25 de junho de 2009
De um caderno diário
A avó deu-lhe uma tablete de chocolate. Guardou-a no bolso do vestido branco bordado com zelo. O calor do autocarro de 2 andares, apinhado de passageiros, faz com que na algibeira reste uma massa indistinta. A menina chora , não pela guloseima desperdiçada, mas por não poder guardar na caixa do tesouro, ao canto da gaveta da cómoda, o bonito invólucro no qual se encontrava estampado um papagaio de plumagem colorida.
A adolescente chega, entusiasmada, ao aeroporto, ostentando a autorização paterna para uma viagem que a irá ajudar a crescer, longe de protecções.

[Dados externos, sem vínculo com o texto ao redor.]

PR #595, opened 2026-04-07
feat(persistence): session resume, /clear rotation, reply-to queue

### LINKED ISSUE #592: bug(persistence): conversation not resumed after restart, /clear broken, reply-to ignores session
## Problem

Conversation persistence is broken across three related scenarios.

### 1 — Restart does not resume session
After a Lyra restart (daemon or process), conversation history is not reloaded.
- Affects: **Discord DMs** and **all Telegram chats** (Discord threads ✅ work correctly)
- Expected: history rehydrated from store → conversation continues seamlessly
- Actual: fresh session, no prior context

### 2 — `/clear` does not create a new session
Running `/clear` should wipe current session and start a clean one.
- Expected: session ID rotated, history cleared
- Actual: no observable effect — history is cleared but same session UUID reused; old turns and new turns merged in TurnStore under same session ID

### 3 — Reply-to previous message does not load that session
When a user replies to a message from an older session, Lyra should detect the session anchor and resume that session.
- Expected: session resolved from replied-to message → history loaded
- Actual: current active session used instead — old context ignored

---

## Scope

| Context | Bug #1 (restart) | Bug #2 (/clear) | Bug #3 (reply-to) |
|---------|-----------------|-----------------|-------------------|
| Discord DM | ❌ broken | ❌ broken | ❌ broken (race) |
| Discord Thread | ✅ works | ❌ broken | ❌ broken (race) |
| Telegram (all) | ❌ broken | ❌ broken | ❌ broken (race) |

---

### Persistence architecture

Three independent stores exist and ARE correctly wired at bootstrap:

| Store | DB file | Purpose |
|-------|---------|---------|
| `TurnStore` | `turns.db` | Session metadata + turn audit trail |
| `MessageIndex` | `message_index.db` | Maps `(pool_id, platform_msg_id)` → `session_id` |
| `ThreadStore` | `discord.db` | Discord-only: thread → session mapping |

Three session-resume paths exist in `message_pipeline.py:280-412`:

| Path | Mechanism | Trigger |
|------|-----------|---------|
| 1 | `MessageIndex.resolve()` | User explicitly replies to a previous message |
| 2 | `thread_session_id` via `ThreadStore` | Discord thread context only |
| 3 | `TurnStore.get_last_session()` fallback | Any scope, but only after ≥1 prior turn stored |

---

### Bug #1 — Daemon restart → no resume

**Root cause:** No session persistence wiring for non-thread scopes (Discord DMs, all Telegram).

**Causality chain — Discord DM:**
```
Restart → PoolManager creates fresh Pool (new random session_id UUID)
→ DM arrives
→ Path 1: skipped (not a reply)
→ Path 2: skipped (platform_meta has no thread_session_id — only threads inject this)
→ Path 3: TurnStore.get_last_session(pool_id) called
    → If no prior row in pool_sessions: returns None → uses fresh session_id ❌
    → If prior row exists: returns old UUID → resume_session() called
        → BUT: only works after first message stored post-restart; on first message = None ❌
```

**Causality chain — Telegram (all chats):**
```
Restart → fresh Pool
→ Message arrives
→ Path 1: skipped
→ Path 2: skipped (telegram_inbound.py never wires thread_session_id)
→ Path 3: same TurnStore fallback, same timing issue ❌
```

Discord threads work because `discord_inbound.py:164-181` injects `thread_session_id` into `platform_meta` and wires a `_session_update_fn` callback that calls `persist_thread_session()` after each turn. This mechanism is absent for DMs and entirely absent in the Telegram adapter.

**Key files:**
- `adapters/discord_inbound.py:164-180` — DM path missing `thread_session_id` injection
- `adapters/telegram_inbound.py:59-89` — zero persistence wiring
- `core/hub/message_pipeline.py:372-412` — Path 3 fallback logic
- `core/stores/turn_store.py:224-242` — `get_last_session()` query

---

### Bug #2 — `/clear` does not rotate session

**Root cause:** `pool.reset_session()` clears history but never rotates `session_id` UUID.

**Causality chain:**
```
User types /clear
→ cmd_clear() (workspace_commands.py:71-78)
    → pool.sdk_history.clear()  ✅
    → pool.history.clear()       ✅
    → pool.reset_session()
        → _observer.reset_session_persisted()   ← only resets a persisted flag
        → _session_reset_fn()                   ← CLI backend only, ignores session_id
        → pool.session_id = UNCHANGED ❌
→ Next message uses same UUID
→ TurnStore logs pre/post-clear turns merged under same session ID
→ MessageIndex routes reply-to messages to wrong session
```

**Missing line in `pool.py:252`:**
```python
async def reset_session(self) -> None:
    self._observer.reset_session_persisted()
    self.session_id = str(uuid.uuid4())  # ← THIS LINE IS MISSING
    if self._session_reset_fn is not None:
        await self._session_reset_fn()
```

**Key files:**
- `core/workspace_commands.py:71-78` — `cmd_clear()` body
- `core/pool/pool.py:252-256` — `reset_session()` missing UUID rotation

---

### Bug #3 — Reply-to loads wrong session (race condition)

**Root cause:** When pool is busy processing a message, Path 1 (reply-to resume) is silently skipped and falls through to the current session.

**Causality chain:**
```
User sends message A → pool._current_task live (pool.is_idle = False)
User replies to a message from session S_OLD before A finishes
→ Path 1 (message_pipeline.py:305-320):
    MessageIndex.resolve() → finds S_OLD ✅
    pool.is_idle = False → resume_session(S_OLD) SKIPPED ❌
    log.info("reply-to-resume: pool busy — skipping resume") ← silent drop
→ Path 3: TurnStore.get_last_session() → returns current session S1
→ Reply routed to S1, not S_OLD ❌
```

**Key file:** `core/hub/message_pipeline.py:305-320`

**Fix direction:** Queue the resume request for when the pool becomes idle, rather than silently dropping it.

---

## Fix complexity

| Bug | File | Fix | Effort |
|-----|------|-----|--------|
| #2 `/clear` | `core/pool/pool.py:252` | Add `self.session_id = str(uuid.uuid4())` | XS |
| #3 Reply-to race | `core/hub/message_pipeline.py:305-320` | Queue resume until pool idle | S |
| #1 Discord DM | `adapters/discord_inbound.py:164-180` | Wire DM scope same as thread | S |
| #1 Telegram | `adapters/telegram_inbound.py:59-89` | Wire session persistence callback | M |

## Acceptance criteria

- [ ] After daemon restart, DM and thread sessions resume from stored history (Discord + Telegram)
- [ ] `/clear` rotates session ID and starts with empty history
- [ ] Reply-to a message from session N loads session N, not the current active session
- [ ] Reply-to while pool is busy: resume is queued, not silently dropped
- [ ] All behaviours covered by integration tests

---

## Bug #4 — Guild channel and Telegram group pool scoping (added 2026-04-07)

**Root cause:** `discord_normalize.py` applies `user_scoped()` to guild channels (non-thread), and `telegram_normalize.py` applies `user_scoped()` to all group chats. This gives each user a private pool in shared spaces — consistent with #356 intent, but inconsistent with how threads work (per-thread shared pool).

**Expected:** Guild channels and Telegram groups should use a shared pool per channel/group, same as threads. Each channel/group = one pool regardless of who sends the message.

**Actual:** Each user in a guild channel or Telegram group gets their own isolated pool.

**Causality chain — Discord guild channel:**
```
Message arrives in #general
→ discord_normalize.py: is_guild_channel = True, no thread_id
→ scope_id = user_scoped("channel:{channel_id}", user_id)
→ pool_id = hash(platform, bot_id, "channel:{channel_id}:user:{user_id}")
→ Each user → different pool ❌
```

**Causality chain — Telegram group:**
```
Message arrives in group
→ telegram_normalize.py: is_group = True
→ scope_id = user_scoped("chat:{chat_id}", user_id)
→ pool_id = hash(platform, bot_id, "chat:{chat_id}:user:{user_id}")
→ Each user → different pool ❌
```

**Fix:**
| Bug | File | Fix | Effort |
|-----|------|-----|--------|
| #4 Discord guild | `adapters/discord_normalize.py:65-67` | Remove `user_scoped()` for guild channels | XS |
| #4 Telegram group | `adapters/telegram_normalize.py:95-99` | Remove `user_scoped()` from `_make_scope_id()` | XS |

**Acceptance criteria (added):**
- [ ] Two users sending messages in the same Discord guild channel land on the same pool
- [ ] Two users sending messages in the same Telegram group land on the same pool
- [ ] `/clear` in a guild channel or Telegram group resets the shared session for that channel/group

MickaelV0:
## Summary
- Fixes conversations not resuming after Lyra restart: adapters now inject `thread_session_id` from TurnStore into inbound messages, so the pool resumes the last Claude session on first message
- Fixes `/clear` not rotating the session: `Pool.reset_session()` now calls `end_session_async` + rotates UUID + calls `start_session` on TurnStore, producing two distinct session IDs
- Fixes reply-to ignoring session: when a pool is busy, `_pending_session_id` is queued and fired after `collect()` drains instead of being silently dropped
- Removes per-user pool scoping from Discord guild channels and Telegram group/topic chats — all users in a shared space now use one pool (prerequisite for multi-user session continuity)

## Lifecycle

| Phase | Artifact | Status |
|-------|----------|--------|
| Intent | #592: bug(persistence): conversation not resumed after restart, /clear broken, reply-to ignores session | Open |
| Analysis | — | Absent (F-lite) |
| Spec | [592-persistence-session-resume-spec.mdx](artifacts/specs/592-persistence-session-resume-spec.mdx) | Present |
| Implementation | 1 commit on `feat/592-persistence-session-resume` | Complete |
| Verification | Lint ✅ Typecheck ✅ Tests ✅ (20 new) | Passed |

## Test Plan
- [ ] `/clear` in Telegram DM → new conversation, no history bleed
- [ ] Restart Lyra → next message resumes prior Claude session (check logs for `resume_session`)
- [ ] Reply to a bot message while it's responding → session resume fires after response completes
- [ ] Two users in the same Telegram group → both routed to the same pool
- [ ] Two users in the same Discord guild channel → both routed to the same pool
- [ ] Telegram private chat and Discord DM still get per-user pools (no regression)

Closes #592

---

### DIFF
--- a/src/lyra/adapters/discord.py
+++ b/src/lyra/adapters/discord.py
@@ -13,6 +13,7 @@ if TYPE_CHECKING:
     from lyra.adapters._shared_streaming import PlatformCallbacks
     from lyra.adapters.outbound_listener import OutboundListener
     from lyra.core.bus import Bus
+    from lyra.core.stores.turn_store import TurnStore
 
 from lyra.adapters import discord_audio  # noqa: I001
 from lyra.adapters import discord_audio_outbound
@@ -83,6 +84,7 @@ class DiscordAdapter(discord.Client, OutboundAdapterBase):
         auth: Authenticator = _DENY_ALL,
         thread_store: ThreadStore | None = None,
         watch_channels: frozenset[int] = frozenset(),
+        turn_store: "TurnStore | None" = None,
     ) -> None:
         if intents is None:
             intents = discord.Intents.default()
@@ -115,6 +117,7 @@ class DiscordAdapter(discord.Client, OutboundAdapterBase):
         self._mention_re: re.Pattern[str] | None = None  # compiled on on_ready
         self._owned_threads: set[int] = set()  # populated from ThreadStore on on_ready
         self._thread_store: ThreadStore | None = thread_store
+        self._turn_store: "TurnStore | None" = turn_store
         self._watch_channels: frozenset[int] = watch_channels
         self._thread_sessions: dict[str, tuple[str, str]] = {}
         self._vsm: VoiceSessionManager = VoiceSessionManager()
--- a/src/lyra/adapters/discord_inbound.py
+++ b/src/lyra/adapters/discord_inbound.py
@@ -195,6 +195,33 @@ async def handle_message(adapter: "DiscordAdapter", message: Any) -> None:  # no
     _meta_updates: dict[str, Any] = {}
     if _stored_session_id is not None:
         _meta_updates["thread_session_id"] = _stored_session_id
+
+    # DM session wiring: inject prior session_id + persist callback for DMs.
+    _dm_session_id: str | None = None
+    if _is_dm and adapter._turn_store is not None:
+        from lyra.core.hub.hub_protocol import RoutingKey
+        from lyra.core.message import Platform
+        _pool_id = RoutingKey(
+            Platform.DISCORD, adapter._bot_id, f"channel:{message.channel.id}"
+        ).to_pool_id()
+        try:
+            _dm_session_id = await adapter._turn_store.get_last_session(_pool_id)
+        except Exception:
+            log.exception(  # noqa: TRY401
+                "TurnStore.get_last_session failed for DM pool_id=%s", _pool_id
+            )
+    if _dm_session_id is not None:
+        _meta_updates["thread_session_id"] = _dm_session_id
+    if _is_dm and adapter._turn_store is not None:
+        _dm_ts = adapter._turn_store
+
+        async def _dm_session_update_fn(
+            _msg: InboundMessage, session_id: str, pool_id: str
+        ) -> None:
+            await _dm_ts.start_session(session_id, pool_id)
+
+        _meta_updates["_session_update_fn"] = _dm_session_update_fn
+
     _has_thread_id = hub_msg.platform_meta.get("thread_id") is not None
     if _has_thread_id and adapter._thread_store is not None:
         _ts = adapter._thread_store
--- a/src/lyra/adapters/discord_inbound.py
+++ b/src/lyra/adapters/discord_inbound.py
@@ -212,7 +212,9 @@ async def handle_message(adapter: "DiscordAdapter", message: Any) -> None:  # no
             )
     if _dm_session_id is not None:
         _meta_updates["thread_session_id"] = _dm_session_id
+    _has_thread_id = hub_msg.platform_meta.get("thread_id") is not None
     if _is_dm and adapter._turn_store is not None:
+        # DM path takes priority over thread-session persistence
         _dm_ts = adapter._turn_store
 
         async def _dm_session_update_fn(
@@ -221,9 +223,7 @@ async def handle_message(adapter: "DiscordAdapter", message: Any) -> None:  # no
             await _dm_ts.start_session(session_id, pool_id)
 
         _meta_updates["_session_update_fn"] = _dm_session_update_fn
-
-    _has_thread_id = hub_msg.platform_meta.get("thread_id") is not None
-    if _has_thread_id and adapter._thread_store is not None:
+    elif _has_thread_id and adapter._thread_store is not None:
         _ts = adapter._thread_store
         _bid, _cache = adapter._bot_id, adapter._thread_sessions
 
--- a/src/lyra/adapters/discord_normalize.py
+++ b/src/lyra/adapters/discord_normalize.py
@@ -14,7 +14,6 @@ from lyra.core.message import (
     Platform,
     RoutingContext,
 )
-from lyra.core.scope import user_scoped
 from lyra.core.trust import TrustLevel
 
 if TYPE_CHECKING:
@@ -59,12 +58,7 @@ def normalize(  # noqa: PLR0913 — all kwargs are platform-specific routing con
         else f"channel:{resolved_channel_id}"
     )
 
-    # User-scope guild channels so each user gets their own pool (#356).
-    # Threads and DMs are left as-is (single-user or thread-session-resume).
     user_id = f"dc:user:{raw.author.id}"
-    is_guild_channel = raw.guild is not None and not resolved_thread_id
-    if is_guild_channel:
-        scope_id = user_scoped(scope_id, user_id)
 
     # Detect channel type
     channel_type: str = "text"
--- a/src/lyra/adapters/telegram.py
+++ b/src/lyra/adapters/telegram.py
@@ -18,6 +18,7 @@ if TYPE_CHECKING:
     from lyra.adapters._shared_streaming import PlatformCallbacks
     from lyra.adapters.outbound_listener import OutboundListener
     from lyra.core.bus import Bus
+    from lyra.core.stores.turn_store import TurnStore
 
 from lyra.adapters import telegram_audio  # noqa: I001
 from lyra.adapters._base_outbound import OutboundAdapterBase
@@ -98,6 +99,7 @@ class TelegramAdapter(OutboundAdapterBase):
         circuit_registry: CircuitRegistry | None = None,
         msg_manager: MessageManager | None = None,
         auth: Authenticator = _DENY_ALL,
+        turn_store: "TurnStore | None" = None,
     ) -> None:
         super().__init__()  # no-op today, future-proofs cooperative chain
         if auth is not _DENY_ALL:
@@ -122,6 +124,7 @@ class TelegramAdapter(OutboundAdapterBase):
         self._msg_manager = msg_manager
         self._auth: Authenticator = auth
         self._guard_chain: GuardChain = GuardChain([BlockedGuard()])
+        self._turn_store: "TurnStore | None" = turn_store
         _raw_tmp = os.environ.get("LYRA_AUDIO_TMP") or None
         if _raw_tmp is not None:
             _tmp_path = Path(_raw_tmp)
--- a/src/lyra/adapters/telegram_inbound.py
+++ b/src/lyra/adapters/telegram_inbound.py
@@ -2,6 +2,7 @@
 
 from __future__ import annotations
 
+import dataclasses
 import logging
 from collections.abc import Callable
 from typing import TYPE_CHECKING, Any
@@ -68,6 +69,35 @@ async def handle_message(adapter: TelegramAdapter, msg: Any) -> None:
     # In private chats, always respond.
     if hub_msg.platform_meta.get("is_group") and not hub_msg.is_mention:
         return
+
+    # Session wiring: inject prior session_id + persist callback.
+    _meta_updates: dict[str, Any] = {}
+    if adapter._turn_store is not None:
+        from lyra.core.hub.hub_protocol import RoutingKey
+        from lyra.core.message import Platform
+        _pool_id = RoutingKey(
+            Platform.TELEGRAM, adapter._bot_id, hub_msg.scope_id
+        ).to_pool_id()
+        try:
+            _last_sid = await adapter._turn_store.get_last_session(_pool_id)
+        except Exception:
+            log.exception("TurnStore.get_last_session failed for pool_id=%s", _pool_id)
+            _last_sid = None
+        if _last_sid is not None:
+            _meta_updates["thread_session_id"] = _last_sid
+        _ts = adapter._turn_store
+
+        async def _tg_session_update_fn(
+            msg: InboundMessage, session_id: str, pool_id: str
+        ) -> None:
+            await _ts.start_session(session_id, pool_id)
+
+        _meta_updates["_session_update_fn"] = _tg_session_update_fn
+    if _meta_updates:
+        hub_msg = dataclasses.replace(
+            hub_msg,
+            platform_meta={**hub_msg.platform_meta, **_meta_updates},
+        )
 
     log.info(
         "message_received",
--- a/src/lyra/adapters/telegram_normalize.py
+++ b/src/lyra/adapters/telegram_normalize.py
@@ -13,7 +13,6 @@ from lyra.core.message import (
     Platform,
     RoutingContext,
 )
-from lyra.core.scope import user_scoped
 from lyra.core.trust import TrustLevel
 
 if TYPE_CHECKING:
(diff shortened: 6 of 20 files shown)


MickaelV0:
## Code Review

**Verdict: Request Changes** — 6 blocking findings (4 bugs, 2 test bugs), 5 non-blocking suggestions.

---

### Blockers

---

```
issue: start_session() exception unhandled in reset_session() — pool and store go out of sync
  src/lyra/core/pool/pool.py:255-258
  -- backend-dev
  Root cause: end_session_async() wraps its TurnStore call via PoolObserver's try/except, but the
  start_session() call in reset_session() is bare. If TurnStore raises (DB locked, schema error),
  the UUID has already rotated but no session row exists — the new session will never be resumed
  because it was never registered. Pool and store are now permanently out of sync.
  Solutions:
    1. Wrap `await self._observer._turn_store.start_session(...)` in try/except with error log,
       mirroring PoolObserver's end_session_async pattern. (recommended)
    2. Move start_session into a PoolObserver.start_session_async() helper that includes the guard.
  Confidence: 91%
```

---

```
issue: _pending_session_id overwrites silently — rapid reply-to bursts drop earlier session resumes
  src/lyra/core/hub/middleware_submit.py:147
  src/lyra/core/pool/pool_processor.py:50-53
  -- backend-dev
  Root cause: Two reply-to messages arriving while the pool is busy will both set
  _pending_session_id. The second assignment unconditionally overwrites the first before the
  processor drains — the first queued resume is silently lost with no log or indication.
  Solutions:
    1. Replace scalar `_pending_session_id: str | None` with a `deque[str]` and append/popleft.
       The processor drains all pending resumes before dispatch. (recommended)
    2. Guard the assignment: only set if None, else log a warning "dropping earlier queued resume".
  Confidence: 85%
```

---

```
issue: process_loop fires resume_session() before agent lookup — exception drops the buffered message
  src/lyra/core/pool/pool_processor.py:47-55
  -- backend-dev
  Root cause: _pending_session_id is fired before get_agent() at line 55. If resume_session()
  raises (not currently guarded), the buffered message collected after collect() is silently
  dropped — no agent dispatch, no user-visible response. The outer `except asyncio.CancelledError`
  does not protect this path.
  Solutions:
    1. Wrap the resume_session() call in try/except so failures log and fall through to agent
       dispatch rather than bubbling up. (recommended)
    2. Restructure: resolve agent first, then resume — they are semantically independent.
  Confidence: 82%
```

---

```
suggestion(blocking): _session_update_fn dual-assignment in discord_inbound — thread callback silently shadows DM callback
  src/lyra/adapters/discord_inbound.py:218-235
  -- backend-dev
  Root cause: Both DM and thread-session paths append `_session_update_fn` to `_meta_updates`.
  For a DM message that also has a thread_id (edge case), the thread callback at line 231-234 always
  overwrites the DM callback in the dict. Separately, in middleware_submit.py:83-85, only the first
  message registers the callback — subsequent messages with a different callback are ignored.
  Combined: session persistence for one of the two paths may be silently dropped.
  Solutions:
    1. Make the two callbacks mutually exclusive with an explicit `elif` in discord_inbound.py,
       and document the priority. (recommended)
    2. Use distinct keys (_session_update_fn_dm, _session_update_fn_thread) and let middleware
       prioritize.
  Confidence: 80%
```

---

```
issue: test negative-path extracts wrong argument — assert is vacuous (Discord DM + Telegram)
  tests/integration/test_session_dm_discord.py:147
  tests/integration/test_session_telegram.py:181
  -- backend-dev
  Root cause: Both negative-path tests read `mock_bus.put_nowait.call_args[0][0]`, but
  push_to_hub_guarded calls `bus.put(platform, msg)` making msg at index [0][1]. Index [0][0] is
  the Platform enum — `"thread_session_id" not in Platform.DISCORD.platform_meta` would raise
  AttributeError rather than pass, or the conditional guard swallows the check entirely when
  put_nowait was never called.
  Solutions:
    1. Change `[0][0]` to `[0][1]` in both files, and add `assert mock_bus.put_nowait.called`
       before extraction to make the assertion non-conditional. (recommended)
  Confidence: 92%
```

---

```
issue: asyncio.get_event_loop().create_task() deprecated — may attach to wrong loop under pytest-asyncio
  tests/integration/test_session_reply_to.py:111
  -- backend-dev
  Root cause: asyncio.get_event_loop() is deprecated in Python 3.10+ when called outside a running
  event loop context. Inside an async test function, asyncio.create_task() should be used — it
  automatically uses the currently running loop managed by pytest-asyncio.
  Solutions:
    1. Replace `asyncio.get_event_loop().create_task(asyncio.sleep(100))` with
       `asyncio.create_task(asyncio.sleep(100))`. (recommended)
  Confidence: 89%
```

---

### Non-Blocking Suggestions

---

```
suggestion(non-blocking): No test exercises process_loop actually consuming _pending_session_id
  (test suite gap)
  -- backend-dev
  Root cause: test_session_reply_to.py only verifies that middleware SETS _pending_session_id when
  the pool is busy. No test verifies that process_loop CONSUMES it and calls resume_session() with
  the correct session_id. The most critical integration path is untested.
  Solutions:
    1. Add a test: pool with mocked _session_resume_fn, make it busy, set _pending_session_id,
       submit a message, run the event loop, assert _session_resume_fn was called. (recommended)
  Confidence: 95%
```

---

```
suggestion(non-blocking): increment_resume_count() not called for pending-path resumes (busy-pool reply-to)
  src/lyra/core/pool/pool_processor.py:50-53
  -- backend-dev
  Root cause: middleware_submit.py:161 calls increment_resume_count() on the idle-path resume, but
  pool_processor.py does not after firing _pending_session_id. TurnStore resume counters will be
  under-counted for all busy-pool reply-to resumes.
  Solutions:
    1. Add a _on_resume_fn callback to Pool (mirroring _session_reset_fn pattern) that pool_processor
       calls after a successful resume, letting hub wire in increment_resume_count. (recommended)
    2. Accept as a known limitation and document it.
  Confidence: 87%
```

---

```
suggestion(non-blocking): Stale "RED phase" docstrings in test_session_clear.py mislead readers
  tests/integration/test_session_clear.py:1-9
  -- backend-dev
  Root cause: Module and test docstrings say "RED phase" and "will fail until T2 is implemented."
  T2 (Pool.reset_session() rotation) is fully implemented. These comments are TDD artifacts.
  Solutions:
    1. Remove RED-phase comments, update docstrings to describe what each test validates. (recommended)
  Confidence: 97%
```

---

```
thought: middleware_submit path 1 (busy pool) should return early after setting _pending_session_id
  src/lyra/core/hub/middleware_submit.py:147-162
  -- backend-dev
  Root cause: After setting _pending_session_id and logging, execution falls through to paths 2 and
  3. Path 3 is safely skipped (pool.is_idle == False), but path 2 (thread_session_id) could attempt
  an additional resume for the same message if both reply-to and thread_session_id are present.
  An explicit return ResumeStatus.SKIPPED after the log at line 152 would clarify intent and prevent
  path 2 from running.
  Confidence: 83%
```

---

```
thought: thread_session_id survives the NATS boundary — scope-validation at middleware_submit.py:168 is the guard
  src/lyra/nats/_sanitize.py:22 (pre-existing, not introduced by this PR)
  -- security-auditor
  Root cause: thread_session_id is in PLATFORM_META_ALLOWLIST since PR #535, so it crosses the
  NATS wire in the three-process topology. The defense against injection is middleware_submit.py:168
  checking session_pool == pool_id (pool_id derived from authenticated scope). This guard is sound
  given Discord's gateway auth and Telegram's HMAC webhook verification. Worth documenting explicitly.
  Confidence: 78%
```

---

### Praise

---

```
praise: reset_session() ordering is correct — end_session → rotate → start_session
  src/lyra/core/pool/pool.py:251-261
  -- backend-dev
  This is the only safe ordering. Rotating before end would orphan the old session; starting before
  end would leave a window where neither is active.
  Confidence: 97%
```

---

```
praise: _dm_ts / _dm_session_update_fn variable naming caught and fixed the closure capture bug
  src/lyra/adapters/discord_inbound.py:218-222
  -- backend-dev
  Renaming to _dm_ts avoids the bug where the closure would have captured the later _ts reassignment
  (thread store). This kind of closure-capture fix is subtle and was handled correctly.
  Confidence: 95%
```

---

### Summary

| Severity | Count |
|----------|-------|
| Blocking bugs | 4 |
| Blocking suggestions | 1 |
| Test bugs | 1 (covers 2 files) |
| Non-blocking | 5 |
| Praise | 2 |

**Most critical fixes before merge:**
1. `reset_session()` — wrap `start_session()` in try/except
2. `_pending_session_id` — guard against silent overwrite (log at minimum, deque ideally)
3. `process_loop` — guard `resume_session()` in try/except so message isn't dropped
4. Two test files — fix `[0][0]` → `[0][1]` and `asyncio.get_event_loop().create_task()`
5. `discord_inbound` — make DM/thread callback mutually exclusive

---

MickaelV0:
## Review Fixes Applied

**Auto-applied (C≥80, verified):** 7 findings
**Deferred (issue created):** 1 finding → #597
**Skipped:** 0
**Failed:** 0

### Auto-Applied
- [applied] `issue`: `start_session()` bare in `reset_session()` — wrapped in try/except (91%)
- [applied] `issue`: `_pending_session_id` overwrite silently — log guard in processor (85%)
- [applied] `issue`: `process_loop` `resume_session()` unguarded — wrapped in try/except (82%)
- [applied] `suggestion(blocking)`: discord_inbound dual `_session_update_fn` — made mutually exclusive with elif (80%)
- [applied] `issue`: test arg index `[0][0]` → `[0][1]` in discord + telegram negative tests (92%)
- [applied] `issue`: `asyncio.get_event_loop().create_task()` deprecated → `asyncio.create_task()` (89%)
- [applied] `suggestion(non-blocking)`: stale RED-phase docstrings removed (97%)

### Applied via 1b1
- [applied] `suggestion(non-blocking)`: `middleware_submit` path 1 now returns `ResumeStatus.SKIPPED` after queuing (83%)
- [applied] `suggestion(non-blocking)`: added `test_process_loop_fires_pending_session_id` — verifies process_loop consumes `_pending_session_id` (95%)

### Deferred
- `suggestion(non-blocking)`: `increment_resume_count` not called for pending-path resumes → [#597](https://github.com/Roxabi/lyra/issues/597) (87%)

---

O funcionário da alfândega, carrancudo, deixa escapar um “isto de miúdos a viajarem sozinhos para longe está mal! E os pais a permitir!”. Perplexa, ocorre-lhe um pensamento súbito: a revolução dos cravos, nascida há poucas semanas onde descobrir a mudança?.
Cinco anos decorrem. Está num fim-de-mundo durante a estação do cacimbo. Os dias sucedem-se, indistintos. Auxilia os alunos a aperfeiçoar a escrita, a leitura, a conversação. Criados em aldeias castigadas pela guerra, ostentam um olhar triste, mal se lhes ouvindo a voz. Um pequeno avião sobrevoa o telhado da escola já que a visibilidade é escassa e o aeroporto próximo. Como que num impulso colectivo, todos se atiram ao mesmo tempo para debaixo das mesas com ar amedrontado. Sorri-lhes na tentativa de restabelecer alguma paz. Gradualmente, vão regressando às cadeiras.
Mais de uma dúzia de anos a correr. Tempo de férias. Passeia com a filha de tenra idade pelas ruas sinuosas da aldeia. A menina canta com toda a força que a voz lhe permite. Atrás delas, uma velha aldeã. Como que a esconder-se por atrair as atenções, a mãe faz sinal à pequenina para que torne mais baixa a voz. A mulher desdentada, de preto e lenço na cabeça diz, entre gargalhadas: “Senhora, deixe a menina cantar, que alegre ela é!”.
Na freguesia simples, com alguns campos abandonados e algumas fábricas quase paradas, uma festa de despedida dos alunos congrega jovens e respectivos professores. Soam risos… a conversa nasce animada. A surpresa criada pela gratidão juvenil consiste na apresentação de diapositivos com acrósticos personalizados para cada professor. Sorri perante o retrato ali desvelado em verso, registou-o no caderno diário que guarda há 40 anos e do qual retirou, aleatoriamente, cinco apontamentos passados à escrita em páginas hoje manchadas pelo tempo. Permitiu-me que divulgasse dois versos à escolha. Seleccionei estes: “R- ri com vontade quando falamos de tangerinas; C- chora sempre que ouve ler aquele conto do barbeiro tocador de violino…”. Os colegas da retratada olham-na, perplexos, não entendendo o sentido destas palavras. Acabo por compreender que 3 anos ou cerca de 400 lições conjuntas deixam cimentadas verdadeiras cumplicidades.